Matthew 3:11
It's no secret that I've been frustrated with my fellow Christians for a long, long time. However, I've been holding out, wondering if it's not just a matter of helping people see the truth of things—helping them come away from the lies that keep them so angry, venomous, and looking for reasons to elevate themselves over their fellow men. The way I've witnessed them be, it's as if the blood of Jesus doesn't wash away their weakness to leave them secure, sane, and safe, but instead paints over it—the way a landlord paints over every poorly fixed blemish on the walls of an old house, over outlets and switches and the many bumpy, incorrect things obviously hiding under that fresh coating.
But I realized recently that there is no way out of this. There's no way to defeat the shadow of God that convinces people it's only through fear, shame, hatred of themselves and others, and di
vision that they might earn divine love, and there's no way to save those who have lost their eyesight from standing too long in the dark, either. I realized this the other day, when I decided to go live for fun on Tiktok and, instead of the casual time I was expecting to have with my friends and followers, found myself inundated with Christians (of all denominations, from Baptist to Orthodox to non-denominational), who were more than happy to sling every possible insult, condemnation, and accusation my way for calling myself a Christian Witch—a title no one realizes is, in fact, a litmus test as much a it is a way of walking with Christ. It acts as flypaper for people like this. It shows their true colors and erodes the thin veneer of goodness they try (and fail) to wear.
It's not only me that experiences this, though. Even those like Archbishop Jonathan Blake of the Episcopalian church are continuously under fire for speaking the truth, for knowing the story of the Bible properly, and for making the same points that, ironically, Jesus Himself made. He said as much about his own times going live on the app: never has he seen the "level of hatred, vitriol, condemnation, and prejudice that festers beneath the surface of so many sweet-faced Christians preaching about Jesus." And so he calls on the Wiccans and Satanists (and many others, I'm sure) to actually save the Church as a body: to humble the people who claim to love Christ so much by showing them that those who most follow the message and ideals of Jesus are, in fact, not them—and that Jesus, were He still walking this earth, would not give them the time of day. Just as He spoke against the assured religious, the ones who made a show of their piety and pressed it on others, so He sees now, from above, how little Christians have learned here in the west.

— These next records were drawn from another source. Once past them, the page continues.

PR #6010, opened 2026-04-30
feat(ratelimit): add cross-region denial propagation via MySQL blocklist

chronark:
## What does this PR do?

Implements cross-region propagation of rate-limit denials through a new `ratelimit_blocklist` MySQL table. When a node denies a request for the first time in a sliding window, it writes a row to this table. Every node in every region polls the table on a 10-second interval and inflates its local counter for each active row, causing the denial to take effect in regions that have not seen the abusive traffic firsthand.

Key behavioral properties:
- **Deduplication**: concurrent denials from multiple regions for the same `(workspace, namespace, identifier, duration, sequence)` collapse to a single row via `INSERT IGNORE`. The `blocked` flag on each counter entry is CAS'd `false→true` exactly once per entry, so only the first denial per counter emits a propagation event.
- **No echo amplification**: when the sync goroutine inflates a counter from a MySQL row, it pre-sets the `blocked` flag to `true`. Subsequent denials driven by that inflation do not re-emit to the propagation channel.
- **Correct sequence targeting**: the row stores the originating denial's sliding-window sequence. Receivers inflate the counter at that exact sequence rather than recomputing from their own clock, so sliding-window decay matches the originating region's behavior across window boundaries.
- **Bounded table size**: a new `RatelimitBlocklistCleanupService` Restate handler runs as a per-minute cron and deletes rows where `expires_at < NOW()`. `expires_at` is computed application-side as `(sequence + 2) * duration_ms` — the end of the window after the originating one.

The `RatelimitRequest` struct gains `WorkspaceID` and `Namespace` fields (replacing the single `Name` field) to scope counter keys per tenant and enable cross-region propagation keying. All call sites — key verification, workspace rate limits, the standalone ratelimit API, frontline, and sentinel — are updated accordingly. The Redis key format is updated to include `workspaceID` so two workspaces using the same namespace string never share counter state.

A known limitation is documented: with traffic spread perfectly evenly across N regions, no single region trips its local limit until global traffic reaches N×L, so the propagation channel never fires. Closing this gap requires a separate periodic count-reporting mechanism and is deferred.

## Type of change

## How should this be tested?

- Run `TestBlocklist_PropagatesDenialAcrossRegions`: verifies that a denial in region A causes region B to deny the same identifier after a sync, even though region B has seen zero traffic.
- Run `TestBlocklist_DedupsConcurrentDenialsToOneRow`: verifies that sustained denial from multiple regions collapses to exactly one MySQL row per window.
- Run `TestBlocklist_SyncInflatedDenialsDontEcho`: verifies that denials caused by sync inflation do not write additional rows to MySQL (no write storm).
- Run `TestBlocklist_StoredSequenceWinsOverClock`: verifies that the sync inflates the counter at the originating sequence, not the receiving region's current sequence.
- Run existing ratelimit unit and integration tests to confirm no regressions in single-region behavior.

### Required

- [ ] Ran `pnpm build`
- [ ] Ran `pnpm fmt`

### Appreciated


chronark:
* **#6010** <a href="https://app.graphite.com/github/pr/unkeyed/unkey/6010?utm_source=stack-comment-icon" target="_blank">Graphite</a> 👈 <a href="https://app.graphite.com/github/pr/unkeyed/unkey/6010?utm_source=stack-comment-view-in-graphite" target="_blank">(View in Graphite)</a>
* `main`


<h2></h2>

.claude/scheduled_tasks.lock
```diff
@@ -0,0 +1 @@
+{"sessionId":"e5ffdfb2-2f0e-4886-bed4-bf4b5c9ac355","pid":21379,"procStart":"Thu Apr 30 15:04:00 2026","acquiredAt":1777570451583}
```
perkinsjr: Don't forget to get rid of your claude tasks before we merge :)

internal/services/ratelimit/interface.go
```diff
@@ -54,8 +54,21 @@ type Service interface {
...
 type RatelimitRequest struct {
-	// Name is an arbitrary string that identifies the rate limit topic.
-	Name string
+	// WorkspaceID scopes every other field of this request. Two workspaces
+	// using the same Namespace + Identifier are kept fully isolated; this
+	// matters both for correctness (no cross-tenant counter pollution) and
+	// for cross-region propagation, which is keyed on WorkspaceID.
+	//
+	// Must be non-empty.
+	WorkspaceID string
```
chronark, line 63: these changes are technically unrelated. technically we do not leak these between workspaces cause there's always either a key_id or a ratelimit namespace_id as the `Name`, but I found that confusing and brittle, so I addressed it here too

.claude/scheduled_tasks.lock
chronark: ah crap

chronark: done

In my lives, I've seen people call me demon possessed, and yet I could think of no more stereotypically "possessed" behavior than what I saw: people repeating themselves over and over, shouting in all caps, desperately raking their digital fingers over everyone and anyone that disagreed with them, clutching at them to make them believe the things everyone else knew better than to believe. People. who refused knowledge for ignorance, who demanded to be spoon fed answers so they could then spit them back out. I was, for the first time, genuinely appalled by their behavior (though I didn't quite show it then).
And then I remembered that I'd something else, from a good friend of mine, Beck (@thestitchingwitch), about how a Catholic church in Franklin, PA had posted this on Facebook, shown in the photo here: essentially a call to interrupt and boycott a local "Witch Walk": a family event by which folks could come by for games and activities while supporting local businesses. Why?
Because witchcraft is evil. Witchcraft is devilry. I mean, they're offering a free tarot card reading! Think of all the souls this picture on card stock alone can condemn to hell! Those wicked Wiccans, luring good people away from Christ and into the hand of the devil!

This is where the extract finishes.